Traditional drugs are often intended for the inhibition or activation of some biological protein. However, all protein molecules in vivo have a vast array of physiological functions, and the inhibition of all their functions is bound to lead to side effects.

 

 

Small peptide drugs we have devised aim to interrupt the direct binding of target protein molecules to specific proteins without affecting the normal physiological functions of target proteins. These small peptide drugs have achieved remarkable success in the animal models of psychiatric disorders such as stroke, epilepsy, learning disabilities, and drug addiction. We are conducting further trials to verify the clinical feasibility of these drugs.

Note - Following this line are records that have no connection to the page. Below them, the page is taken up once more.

PR #23875, opened 2025-03-21
ci(packages): Move space cleaning logic to separate script

MrAdityaAlok:
- Fixed required packages being deleted:
  php and ruby are required by setup-ubuntu.sh script.

- Also clear some more space

### DIFF
--- a/.github/workflows/packages.yml
+++ b/.github/workflows/packages.yml
@@ -216,13 +216,9 @@ jobs:
         DOCKER_BUILD: ${{ steps.build-info.outputs.docker-build }}
       run: |
         if [ "$DOCKER_BUILD" == 'false' ]; then
+          ./scripts/free-space.sh
           ./scripts/setup-ubuntu.sh
           sudo apt install ninja-build
-          sudo apt purge -yq $(dpkg -l | grep '^ii' | awk '{ print $2 }' | grep -P '(aspnetcore|cabal-|dotnet-|ghc-|libmono|mongodb-|mysql-|php)') \
-            firefox google-chrome-stable microsoft-edge-stable mono-devel mono-runtime-common monodoc-manual ruby
-          sudo apt autoremove -yq
-          sudo apt clean
-          sudo rm -fr /opt/ghc /opt/hostedtoolcache /usr/lib/node_modules /usr/local/share/boost /usr/share/dotnet /usr/share/swift
         fi
 
     - name: Build packages
--- a/scripts/free-space.sh
+++ b/scripts/free-space.sh
@@ -1,0 +1,59 @@
+#!/bin/sh
+
+# This script clears about ~22G of space.
+
+# Test:
+# echo "Listing 100 largest packages after"
+# dpkg-query -Wf '${Installed-Size}\t${Package}\n' | sort -n | tail -n 100
+# exit 0
+
+if [ "${CI-false}" != "true" ]; then
+	echo "ERROR: not running on CI, not deleting system files to free space!"
+	exit 1
+else
+	# shellcheck disable=SC2046
+	sudo apt purge -yq $(
+		dpkg -l |
+			grep '^ii' |
+			awk '{ print $2 }' |
+			grep -P '(mecab|linux-azure-tools-|aspnetcore|liblldb-|netstandard-|clang-tidy|clang-format|gfortran-|mysql-|google-cloud-cli|postgresql-|cabal-|dotnet-|ghc-|mongodb-|libmono|llvm-16|llvm-17)'
+	)
+
+	sudo apt purge -yq \
+		containerd.io \
+		snapd \
+		kubectl \
+		podman \
+		ruby3.2-doc \
+		mercurial-common \
+		git-lfs \
+		skopeo \
+		buildah \
+		vim \
+		python3-botocore \
+		azure-cli \
+		powershell \
+		shellcheck \
+		firefox \
+		google-chrome-stable \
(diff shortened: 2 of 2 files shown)


scripts/free-space.sh
```diff
@@ -0,0 +1,31 @@
+#!/bin/sh
+
+df -h
+
+sudo apt purge -yq $(dpkg -l | grep '^ii' | awk '{ print $2 }' | grep -P '(aspnetcore|cabal-|dotnet-|ghc-|libmono|mongodb-|mysql-|llvm-|liblldb-|php)') \
```
robertkirkman, line 5: I would suggest to please try to find a way to make sure that the script is running only inside GitHub Actions before proceeding, because this is using many `sudo rm -rf` and `sudo apt purge -y` commands which are very dangerous for a person to accidentally run on their own computer outside of CI.

For example, please check the `CI` variable in some way like this:

```bash
if [ "${CI-}" != "true" ]; then
    echo "ERROR: not running in CI, not deleting system files to free space!
    exit 1
fi
```

robertkirkman (changes requested):

MrAdityaAlok:
Here is the result:

Before:
```
Filesystem      Size  Used Avail Use% Mounted on
/dev/root        72G   51G   22G  71% /
tmpfs           7.9G   84K  7.9G   1% /dev/shm
tmpfs           3.2G  1.1M  3.2G   1% /run
tmpfs           5.0M     0  5.0M   0% /run/lock
/dev/sdb16      881M   59M  761M   8% /boot
/dev/sdb15      105M  6.1M   99M   6% /boot/efi
/dev/sda1        74G  4.1G   66G   6% /mnt
tmpfs           1.6G   12K  1.6G   1% /run/user/1001
```
After:
```
Filesystem      Size  Used Avail Use% Mounted on
/dev/root        72G   25G   48G  34% /
tmpfs           7.9G   84K  7.9G   1% /dev/shm
tmpfs           3.2G  1.1M  3.2G   1% /run
tmpfs           5.0M     0  5.0M   0% /run/lock
/dev/sdb16      881M   59M  761M   8% /boot
/dev/sdb15      105M  6.1M   99M   6% /boot/efi
/dev/sda1        74G  4.1G   66G   6% /mnt
tmpfs           1.6G   12K  1.6G   1% /run/user/1001
```

We went from `22G` to `48G`

scripts/free-space.sh
MrAdityaAlok: Done

truboxl:
There is a long standing bug where installed packages in setup-ubuntu.sh are removed afterwards in the cleaning steps, likely due to dependencies, example: asciidoctor. I never got around doing this but would appreciate anyone to take a look at this.

MrAdityaAlok:
> There is a long standing bug where installed packages in setup-ubuntu.sh are removed afterwards in the cleaning steps, likely due to dependencies, example: asciidoctor. I never got around doing this but would appreciate anyone to take a look at this.

In that case can't we clean before running `setup-ubuntu.sh`? We are only cleaning non required packages and directories anyway.

truboxl:
Sounds good but I like to know how much space we are losing if we intend to correct this behavior

MrAdityaAlok:
@truboxl @robertkirkman please review! I have adapted to your recommendations.

Also the result remains same.

.github/workflows/packages.yml
```diff
@@ -218,11 +218,7 @@ jobs:
         if [ "$DOCKER_BUILD" == 'false' ]; then
           ./scripts/setup-ubuntu.sh
           sudo apt install ninja-build
-          sudo apt purge -yq $(dpkg -l | grep '^ii' | awk '{ print $2 }' | grep -P '(aspnetcore|cabal-|dotnet-|ghc-|libmono|mongodb-|mysql-|php)') \
-            firefox google-chrome-stable microsoft-edge-stable mono-devel mono-runtime-common monodoc-manual ruby
-          sudo apt autoremove -yq
-          sudo apt clean
-          sudo rm -fr /opt/ghc /opt/hostedtoolcache /usr/lib/node_modules /usr/local/share/boost /usr/share/dotnet /usr/share/swift
+          ./scripts/free-space.sh
```
robertkirkman, line 221: Did you say you were going to try cleaning before running `setup-ubuntu.sh`, not after, or did you mean to keep it just like this?

scripts/free-space.sh
```diff
@@ -0,0 +1,57 @@
...
+	sudo rm -rf "/usr/local/share/boost"
+	sudo rm -rf "$AGENT_TOOLSDIRECTORY"
+
+	sudo docker image prune --all --force
+	sudo docker builder prune -a
+
+	sudo apt autoremove -yq
+	sudo apt clean
+else
+	echo "ERROR: not running on CI, not deleting system files to free space!"
```
robertkirkman, line 55: If you use a [guard clause structure](https://en.wikipedia.org/wiki/Guard_(computer_science)#Uses), you could put the error check and `exit 1` both before any other code, possibly improving the readability slightly, but this is a very minor detail and doesn't matter for the effective operation of the code, so if you prefer it to stay exactly like this, then that's probably fine.

.github/workflows/packages.yml
MrAdityaAlok: Forgot that. Fixing...

MrAdityaAlok: Done

robertkirkman (approved):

The learning and memory in the brain is one of the most important physiological functions of the nervous system. Glutamic acid is the primary substance that mediates the transmission of nerve signals, and the glutamate receptors involved in synaptic plasticity in nerve cells provide a cellular biological basis for learning and memory.

 

We will delve deeply into this mechanism from the molecular cytology aspect, and explore how to help the brain improve or restore its normal learning and memory function in the process of related nervous system diseases.

Ion channels are a wide class of pore-forming proteins, which are responsible for signal transduction between nerve cells. They play a very important role in nervous system, muscle system, cardiac muscle cells, immune cells, and many visceral systems. Gene defects on ion channel proteins are the causes of many congenital diseases. Ion channels are also a very common research target during the study of new drugs.

 

We are committed to exploring the mechanism of action of the unknown ion channels, and the changes of the ion channels in the neurologic disease, in the expectation of presenting an updated treatment strategy.

In the human brain, the ratio of glial cells to neurons is about 10 to 1. They provide support, nutrition, and maintain a good microenvironment for the nervous system. Our recent research found that one end of glial cells is linked to neuron cells, while the other end adheres to the walls of cerebral vessels, which directly regulate cerebral vasodilation or vasoconstriction according to the needs of neurons. Nonetheless, such a function of glial cells can be severely damaged after stroke or brain injury.

 

We will further study the physiological roles of glial cells and their expression in neuropathology, in an effort to improve the regulation function of glial cells on the blood vessels in the injured brain.